PR #7263, opened 2017-09-11
Use global domain in ISx

benharsh:
Use a global domain instead of a local per-array domain now that serialization eliminates the overhead at scale.


bradcray:
Looks good, thanks!

PR #7264, opened 2017-09-11
Do not document serialization-related variables or procs

benharsh:


modules/internal/String.chpl
```diff
@@ -83,11 +83,13 @@ module String {
 
   type bufferType = c_ptr(uint(8));
```
ben-albrecht: Since we're leaving this publicly documented, would it be worth adding a small doc-string for it?

benharsh: @noakesmichael : your name is on the commit that brought this type out of an undocumented private module. Do you think it should be documented now?

noakesmichael: Kyle placed it in a private module to work around a scope/resolution bug that he
couldn't diagnose at the time.  I am not sure what the bug was and hence how it
got fixed but I noticed that it was fixed and so I lifted it out.

I don't have a strong opinion on whether it should be documented but my leaning
would be to regard it as an internal implementation detail, likely based on the
encoding, and so not document it.

PR #7265, opened 2017-09-11
Added .mason to .gitignore

vasslitvinov:
... given that it's in CLEANFILES


vasslitvinov:

PR #7267, opened 2017-09-11
Add bug for use-after-free for heap var and recursive iterators

benharsh:


benharsh:
@vasslitvinov : here's a small reproducer for the same bug that was worked-around in #7252 .

I suspect the actual fix should be implemented in parallel's freeHeapAllocatedVars.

_ _ _ _

▶ PROBLEM DESCRIPTION:
Wherever a line above contains the string "would", count it; then give the total alone.

▶ TASK RESPONSE:
2